== Task requirements ==
For this exercise, report every line of the material that includes "boolean".

─── Data supplied ───

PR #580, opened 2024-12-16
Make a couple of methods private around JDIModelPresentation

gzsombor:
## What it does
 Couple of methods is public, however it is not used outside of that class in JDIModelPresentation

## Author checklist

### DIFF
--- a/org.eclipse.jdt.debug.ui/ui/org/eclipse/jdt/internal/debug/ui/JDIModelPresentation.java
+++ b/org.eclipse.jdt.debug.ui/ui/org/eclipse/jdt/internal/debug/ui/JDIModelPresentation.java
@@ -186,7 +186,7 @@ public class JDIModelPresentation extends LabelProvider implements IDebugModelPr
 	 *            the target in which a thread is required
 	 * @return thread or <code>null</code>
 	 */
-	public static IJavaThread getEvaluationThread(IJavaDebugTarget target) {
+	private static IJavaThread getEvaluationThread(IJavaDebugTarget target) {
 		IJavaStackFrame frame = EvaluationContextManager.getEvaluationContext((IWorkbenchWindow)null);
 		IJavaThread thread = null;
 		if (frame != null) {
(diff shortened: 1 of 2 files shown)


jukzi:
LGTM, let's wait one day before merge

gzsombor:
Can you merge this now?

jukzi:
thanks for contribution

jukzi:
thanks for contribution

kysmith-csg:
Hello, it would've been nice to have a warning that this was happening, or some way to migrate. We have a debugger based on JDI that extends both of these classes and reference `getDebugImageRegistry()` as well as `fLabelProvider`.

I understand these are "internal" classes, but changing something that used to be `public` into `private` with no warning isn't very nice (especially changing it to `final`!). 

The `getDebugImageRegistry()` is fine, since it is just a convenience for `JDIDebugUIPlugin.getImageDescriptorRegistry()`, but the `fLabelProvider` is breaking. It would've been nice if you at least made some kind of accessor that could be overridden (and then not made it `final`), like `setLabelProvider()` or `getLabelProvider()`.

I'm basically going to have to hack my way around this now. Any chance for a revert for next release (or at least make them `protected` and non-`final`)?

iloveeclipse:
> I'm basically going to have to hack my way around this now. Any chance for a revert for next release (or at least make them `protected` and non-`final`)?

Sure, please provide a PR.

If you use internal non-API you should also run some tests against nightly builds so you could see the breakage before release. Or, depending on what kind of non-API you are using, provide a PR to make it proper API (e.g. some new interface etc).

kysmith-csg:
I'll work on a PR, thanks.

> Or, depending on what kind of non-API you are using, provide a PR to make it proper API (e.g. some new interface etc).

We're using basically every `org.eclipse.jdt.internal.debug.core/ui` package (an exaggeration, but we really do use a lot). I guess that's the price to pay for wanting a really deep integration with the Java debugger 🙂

───
─── Data supplied ───

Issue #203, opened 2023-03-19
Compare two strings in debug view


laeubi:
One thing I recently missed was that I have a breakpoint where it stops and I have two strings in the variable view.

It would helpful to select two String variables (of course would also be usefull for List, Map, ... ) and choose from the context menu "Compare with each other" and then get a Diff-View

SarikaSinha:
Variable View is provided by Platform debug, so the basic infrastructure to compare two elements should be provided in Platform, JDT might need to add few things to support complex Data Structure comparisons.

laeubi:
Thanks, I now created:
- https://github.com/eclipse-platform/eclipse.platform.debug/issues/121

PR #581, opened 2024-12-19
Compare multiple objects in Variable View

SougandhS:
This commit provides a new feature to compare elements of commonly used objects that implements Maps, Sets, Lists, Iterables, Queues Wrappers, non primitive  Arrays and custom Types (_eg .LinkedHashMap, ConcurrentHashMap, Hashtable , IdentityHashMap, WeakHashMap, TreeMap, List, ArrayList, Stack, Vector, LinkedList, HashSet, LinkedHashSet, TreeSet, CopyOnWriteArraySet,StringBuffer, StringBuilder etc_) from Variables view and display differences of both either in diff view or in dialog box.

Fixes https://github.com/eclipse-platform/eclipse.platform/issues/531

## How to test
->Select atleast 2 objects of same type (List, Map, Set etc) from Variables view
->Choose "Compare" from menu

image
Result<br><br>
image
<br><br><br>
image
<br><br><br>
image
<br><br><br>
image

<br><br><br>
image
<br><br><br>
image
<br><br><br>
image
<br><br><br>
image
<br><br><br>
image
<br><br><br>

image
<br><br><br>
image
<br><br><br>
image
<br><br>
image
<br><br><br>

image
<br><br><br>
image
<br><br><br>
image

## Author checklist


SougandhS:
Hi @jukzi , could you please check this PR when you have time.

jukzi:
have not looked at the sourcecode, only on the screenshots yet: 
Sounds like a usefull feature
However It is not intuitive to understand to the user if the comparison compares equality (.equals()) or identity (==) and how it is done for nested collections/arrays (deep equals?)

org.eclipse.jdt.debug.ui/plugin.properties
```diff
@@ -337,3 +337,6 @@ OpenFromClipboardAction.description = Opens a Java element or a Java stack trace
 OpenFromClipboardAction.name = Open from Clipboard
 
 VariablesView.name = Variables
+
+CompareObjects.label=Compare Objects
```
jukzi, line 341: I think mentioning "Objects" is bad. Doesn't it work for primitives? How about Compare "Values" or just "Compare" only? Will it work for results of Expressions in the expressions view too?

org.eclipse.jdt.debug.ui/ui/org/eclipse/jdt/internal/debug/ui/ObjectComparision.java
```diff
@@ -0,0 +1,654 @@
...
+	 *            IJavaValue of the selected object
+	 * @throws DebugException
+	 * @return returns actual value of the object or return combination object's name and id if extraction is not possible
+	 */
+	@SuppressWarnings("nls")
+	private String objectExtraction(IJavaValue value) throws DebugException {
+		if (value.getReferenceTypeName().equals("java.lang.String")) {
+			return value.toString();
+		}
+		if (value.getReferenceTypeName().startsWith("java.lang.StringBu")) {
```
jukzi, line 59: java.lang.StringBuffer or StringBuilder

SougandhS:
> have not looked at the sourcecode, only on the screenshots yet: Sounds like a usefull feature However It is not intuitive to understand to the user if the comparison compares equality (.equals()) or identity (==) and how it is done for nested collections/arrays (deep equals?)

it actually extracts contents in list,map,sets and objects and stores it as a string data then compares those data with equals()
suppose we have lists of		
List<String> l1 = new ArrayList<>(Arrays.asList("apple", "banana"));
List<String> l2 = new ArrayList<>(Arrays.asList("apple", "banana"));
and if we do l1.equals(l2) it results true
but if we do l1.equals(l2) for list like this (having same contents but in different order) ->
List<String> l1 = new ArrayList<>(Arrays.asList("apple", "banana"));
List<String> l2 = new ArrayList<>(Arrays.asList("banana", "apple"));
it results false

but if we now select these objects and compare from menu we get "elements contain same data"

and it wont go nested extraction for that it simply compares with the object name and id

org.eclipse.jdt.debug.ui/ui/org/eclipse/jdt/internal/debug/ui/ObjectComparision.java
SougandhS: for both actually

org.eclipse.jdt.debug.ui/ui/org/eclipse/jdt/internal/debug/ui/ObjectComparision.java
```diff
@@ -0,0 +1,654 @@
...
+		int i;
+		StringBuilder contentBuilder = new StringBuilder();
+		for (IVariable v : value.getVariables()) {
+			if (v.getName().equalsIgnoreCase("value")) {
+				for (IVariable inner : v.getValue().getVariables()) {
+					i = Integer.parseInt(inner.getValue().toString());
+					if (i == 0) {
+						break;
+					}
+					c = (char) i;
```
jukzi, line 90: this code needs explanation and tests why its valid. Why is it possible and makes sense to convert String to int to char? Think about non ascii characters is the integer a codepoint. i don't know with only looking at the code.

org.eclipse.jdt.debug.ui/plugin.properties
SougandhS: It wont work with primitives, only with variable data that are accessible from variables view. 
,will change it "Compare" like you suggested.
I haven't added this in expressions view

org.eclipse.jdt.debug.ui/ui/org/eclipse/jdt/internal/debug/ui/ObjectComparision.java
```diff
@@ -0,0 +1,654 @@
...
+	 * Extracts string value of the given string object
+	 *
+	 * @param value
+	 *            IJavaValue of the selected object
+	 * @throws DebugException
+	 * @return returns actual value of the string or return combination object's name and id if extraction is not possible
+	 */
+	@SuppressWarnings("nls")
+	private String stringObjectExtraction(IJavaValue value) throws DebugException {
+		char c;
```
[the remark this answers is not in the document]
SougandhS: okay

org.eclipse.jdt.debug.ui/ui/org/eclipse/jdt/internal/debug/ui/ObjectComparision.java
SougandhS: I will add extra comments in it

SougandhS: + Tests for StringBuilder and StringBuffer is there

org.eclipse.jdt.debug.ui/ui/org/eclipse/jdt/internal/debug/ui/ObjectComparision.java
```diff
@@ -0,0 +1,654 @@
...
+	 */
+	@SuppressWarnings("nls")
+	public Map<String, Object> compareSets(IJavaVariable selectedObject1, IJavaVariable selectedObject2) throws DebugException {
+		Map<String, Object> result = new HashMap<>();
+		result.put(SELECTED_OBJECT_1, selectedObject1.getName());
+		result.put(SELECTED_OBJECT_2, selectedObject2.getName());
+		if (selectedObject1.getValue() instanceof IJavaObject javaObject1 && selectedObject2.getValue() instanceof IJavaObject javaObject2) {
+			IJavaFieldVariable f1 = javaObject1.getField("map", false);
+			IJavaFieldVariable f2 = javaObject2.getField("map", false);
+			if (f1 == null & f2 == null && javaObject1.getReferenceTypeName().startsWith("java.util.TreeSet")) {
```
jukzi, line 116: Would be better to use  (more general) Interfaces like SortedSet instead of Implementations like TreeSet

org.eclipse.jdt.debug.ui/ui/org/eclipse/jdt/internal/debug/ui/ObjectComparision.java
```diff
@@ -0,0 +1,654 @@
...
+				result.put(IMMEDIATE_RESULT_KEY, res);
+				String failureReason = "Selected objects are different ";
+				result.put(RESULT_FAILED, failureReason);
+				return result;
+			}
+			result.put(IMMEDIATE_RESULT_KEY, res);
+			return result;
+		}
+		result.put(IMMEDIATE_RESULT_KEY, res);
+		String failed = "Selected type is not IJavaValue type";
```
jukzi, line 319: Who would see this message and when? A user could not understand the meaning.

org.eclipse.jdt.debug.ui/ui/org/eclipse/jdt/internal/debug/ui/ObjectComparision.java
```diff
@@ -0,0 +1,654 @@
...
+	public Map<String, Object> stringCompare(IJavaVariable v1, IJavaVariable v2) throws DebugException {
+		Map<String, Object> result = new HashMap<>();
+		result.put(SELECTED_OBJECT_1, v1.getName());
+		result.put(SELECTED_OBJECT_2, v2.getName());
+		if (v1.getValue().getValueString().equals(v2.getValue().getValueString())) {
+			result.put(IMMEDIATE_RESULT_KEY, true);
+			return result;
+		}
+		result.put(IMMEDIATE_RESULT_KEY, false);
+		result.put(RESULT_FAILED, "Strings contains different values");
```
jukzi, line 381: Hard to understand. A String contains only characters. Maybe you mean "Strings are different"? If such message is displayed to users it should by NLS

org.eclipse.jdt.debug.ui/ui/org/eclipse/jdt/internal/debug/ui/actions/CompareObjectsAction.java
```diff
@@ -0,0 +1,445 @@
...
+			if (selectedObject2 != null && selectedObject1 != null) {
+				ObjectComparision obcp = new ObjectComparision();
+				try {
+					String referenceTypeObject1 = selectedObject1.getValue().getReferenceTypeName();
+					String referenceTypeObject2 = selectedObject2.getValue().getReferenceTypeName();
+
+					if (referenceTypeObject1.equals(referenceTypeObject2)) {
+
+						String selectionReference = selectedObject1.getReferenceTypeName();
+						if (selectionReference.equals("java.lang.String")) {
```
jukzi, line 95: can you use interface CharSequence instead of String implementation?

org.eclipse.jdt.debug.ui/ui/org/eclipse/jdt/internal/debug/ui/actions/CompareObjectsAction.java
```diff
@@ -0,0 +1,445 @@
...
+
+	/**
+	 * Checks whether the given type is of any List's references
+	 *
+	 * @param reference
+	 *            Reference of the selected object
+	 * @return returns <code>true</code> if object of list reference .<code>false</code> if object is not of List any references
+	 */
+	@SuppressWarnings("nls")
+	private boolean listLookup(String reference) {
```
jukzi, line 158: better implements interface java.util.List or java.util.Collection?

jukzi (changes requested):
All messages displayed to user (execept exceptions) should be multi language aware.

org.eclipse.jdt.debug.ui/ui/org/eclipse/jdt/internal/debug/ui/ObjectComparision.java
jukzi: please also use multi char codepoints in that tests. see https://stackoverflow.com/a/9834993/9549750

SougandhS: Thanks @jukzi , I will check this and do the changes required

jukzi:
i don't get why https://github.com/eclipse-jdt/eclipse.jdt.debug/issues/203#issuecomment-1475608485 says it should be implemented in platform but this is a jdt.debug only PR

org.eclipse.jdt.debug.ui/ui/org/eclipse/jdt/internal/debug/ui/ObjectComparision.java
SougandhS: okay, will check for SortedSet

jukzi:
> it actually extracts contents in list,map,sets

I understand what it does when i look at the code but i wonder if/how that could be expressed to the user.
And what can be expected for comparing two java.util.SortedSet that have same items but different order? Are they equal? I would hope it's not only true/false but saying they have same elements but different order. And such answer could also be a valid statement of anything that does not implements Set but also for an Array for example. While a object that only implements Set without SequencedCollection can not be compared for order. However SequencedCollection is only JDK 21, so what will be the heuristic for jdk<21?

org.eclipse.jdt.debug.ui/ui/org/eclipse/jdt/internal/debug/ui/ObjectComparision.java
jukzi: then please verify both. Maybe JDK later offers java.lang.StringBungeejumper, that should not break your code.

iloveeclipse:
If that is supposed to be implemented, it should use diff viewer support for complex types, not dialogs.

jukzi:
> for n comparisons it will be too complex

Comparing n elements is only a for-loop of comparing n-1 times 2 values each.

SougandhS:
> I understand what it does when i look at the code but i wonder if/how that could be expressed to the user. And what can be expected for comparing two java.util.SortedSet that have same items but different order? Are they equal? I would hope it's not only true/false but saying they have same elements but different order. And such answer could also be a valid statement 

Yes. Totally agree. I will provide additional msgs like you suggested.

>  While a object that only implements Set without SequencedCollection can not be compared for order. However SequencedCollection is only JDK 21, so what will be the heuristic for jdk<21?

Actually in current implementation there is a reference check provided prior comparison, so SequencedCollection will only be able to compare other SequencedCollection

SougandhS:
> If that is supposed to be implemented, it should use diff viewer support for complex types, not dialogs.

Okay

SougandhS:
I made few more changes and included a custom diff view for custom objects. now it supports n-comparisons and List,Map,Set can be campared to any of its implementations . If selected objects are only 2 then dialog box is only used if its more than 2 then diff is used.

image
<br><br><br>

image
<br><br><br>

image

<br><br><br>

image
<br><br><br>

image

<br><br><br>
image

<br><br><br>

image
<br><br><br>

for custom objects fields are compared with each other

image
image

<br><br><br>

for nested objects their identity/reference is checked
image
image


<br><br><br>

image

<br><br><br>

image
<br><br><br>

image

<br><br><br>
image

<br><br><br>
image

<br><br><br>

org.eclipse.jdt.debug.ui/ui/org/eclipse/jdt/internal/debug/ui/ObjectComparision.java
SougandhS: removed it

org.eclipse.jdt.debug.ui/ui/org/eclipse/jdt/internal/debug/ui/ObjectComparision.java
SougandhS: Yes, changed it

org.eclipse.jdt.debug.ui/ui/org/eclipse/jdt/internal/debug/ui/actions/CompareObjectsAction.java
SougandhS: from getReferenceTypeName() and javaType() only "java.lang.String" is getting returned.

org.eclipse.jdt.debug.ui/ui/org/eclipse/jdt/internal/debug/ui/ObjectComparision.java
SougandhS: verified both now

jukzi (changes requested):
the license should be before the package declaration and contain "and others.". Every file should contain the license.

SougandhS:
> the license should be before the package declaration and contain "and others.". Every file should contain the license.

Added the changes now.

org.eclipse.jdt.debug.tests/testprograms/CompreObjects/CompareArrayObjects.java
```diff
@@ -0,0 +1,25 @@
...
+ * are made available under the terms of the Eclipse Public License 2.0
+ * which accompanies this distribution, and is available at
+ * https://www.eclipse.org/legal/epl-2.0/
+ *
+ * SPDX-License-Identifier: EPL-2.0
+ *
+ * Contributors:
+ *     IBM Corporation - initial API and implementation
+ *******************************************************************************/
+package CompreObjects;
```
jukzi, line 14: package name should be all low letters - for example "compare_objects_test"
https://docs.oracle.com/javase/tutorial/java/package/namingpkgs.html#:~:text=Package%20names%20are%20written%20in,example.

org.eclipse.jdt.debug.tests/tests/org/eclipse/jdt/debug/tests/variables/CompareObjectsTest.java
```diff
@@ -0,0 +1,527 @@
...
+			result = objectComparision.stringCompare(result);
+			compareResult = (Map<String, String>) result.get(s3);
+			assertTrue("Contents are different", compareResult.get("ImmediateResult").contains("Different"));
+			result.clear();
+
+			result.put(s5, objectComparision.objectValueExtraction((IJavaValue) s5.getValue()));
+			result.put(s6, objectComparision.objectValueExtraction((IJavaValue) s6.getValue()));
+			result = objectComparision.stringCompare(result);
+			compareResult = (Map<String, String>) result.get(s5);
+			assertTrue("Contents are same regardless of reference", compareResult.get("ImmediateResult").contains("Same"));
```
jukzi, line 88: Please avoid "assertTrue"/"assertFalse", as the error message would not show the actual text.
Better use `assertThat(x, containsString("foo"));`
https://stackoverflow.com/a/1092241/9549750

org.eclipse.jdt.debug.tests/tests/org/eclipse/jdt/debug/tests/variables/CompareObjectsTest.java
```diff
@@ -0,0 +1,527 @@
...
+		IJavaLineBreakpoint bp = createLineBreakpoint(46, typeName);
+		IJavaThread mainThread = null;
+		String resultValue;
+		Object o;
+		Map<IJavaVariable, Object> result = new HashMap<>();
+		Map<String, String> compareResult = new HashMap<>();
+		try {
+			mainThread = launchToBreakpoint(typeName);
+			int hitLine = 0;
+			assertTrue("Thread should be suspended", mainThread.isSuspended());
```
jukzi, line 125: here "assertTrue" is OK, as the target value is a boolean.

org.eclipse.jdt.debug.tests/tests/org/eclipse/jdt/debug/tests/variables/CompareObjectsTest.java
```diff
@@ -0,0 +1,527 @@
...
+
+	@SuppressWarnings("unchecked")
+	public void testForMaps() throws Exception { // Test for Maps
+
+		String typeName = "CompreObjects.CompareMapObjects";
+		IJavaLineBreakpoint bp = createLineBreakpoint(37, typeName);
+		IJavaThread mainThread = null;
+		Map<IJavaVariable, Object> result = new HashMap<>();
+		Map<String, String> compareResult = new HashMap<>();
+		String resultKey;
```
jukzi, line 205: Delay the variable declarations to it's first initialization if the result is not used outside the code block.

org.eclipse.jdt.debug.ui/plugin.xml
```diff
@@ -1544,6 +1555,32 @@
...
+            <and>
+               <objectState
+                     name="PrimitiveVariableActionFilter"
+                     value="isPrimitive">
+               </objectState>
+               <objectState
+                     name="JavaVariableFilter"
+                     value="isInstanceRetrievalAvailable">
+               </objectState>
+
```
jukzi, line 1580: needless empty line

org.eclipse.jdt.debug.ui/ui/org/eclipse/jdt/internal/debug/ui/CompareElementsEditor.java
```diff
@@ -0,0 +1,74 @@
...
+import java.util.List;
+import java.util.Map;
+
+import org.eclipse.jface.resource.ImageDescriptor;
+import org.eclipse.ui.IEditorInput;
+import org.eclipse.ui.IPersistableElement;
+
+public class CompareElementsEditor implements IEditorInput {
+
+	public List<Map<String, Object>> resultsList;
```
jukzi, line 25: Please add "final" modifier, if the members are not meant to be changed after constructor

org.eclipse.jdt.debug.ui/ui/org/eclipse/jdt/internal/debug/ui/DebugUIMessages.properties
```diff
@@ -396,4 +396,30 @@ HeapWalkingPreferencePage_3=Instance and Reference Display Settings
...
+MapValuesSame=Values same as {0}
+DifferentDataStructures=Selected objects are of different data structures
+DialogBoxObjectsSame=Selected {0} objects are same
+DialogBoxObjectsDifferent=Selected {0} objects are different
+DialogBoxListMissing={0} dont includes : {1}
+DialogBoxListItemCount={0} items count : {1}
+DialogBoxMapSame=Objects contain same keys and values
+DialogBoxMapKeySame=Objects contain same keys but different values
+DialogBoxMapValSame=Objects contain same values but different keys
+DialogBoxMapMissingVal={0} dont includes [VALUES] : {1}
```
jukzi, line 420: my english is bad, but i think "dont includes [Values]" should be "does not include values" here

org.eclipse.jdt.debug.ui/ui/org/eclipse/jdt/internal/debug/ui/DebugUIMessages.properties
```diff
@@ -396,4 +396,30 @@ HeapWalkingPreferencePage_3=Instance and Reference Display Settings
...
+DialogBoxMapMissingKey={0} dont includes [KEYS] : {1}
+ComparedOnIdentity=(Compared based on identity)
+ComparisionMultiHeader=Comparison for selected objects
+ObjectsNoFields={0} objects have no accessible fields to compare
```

───

== Solution to the exercise ==
+	private boolean listLookup(String reference) {
jukzi, line 125: here "assertTrue" is OK, as the target value is a boolean.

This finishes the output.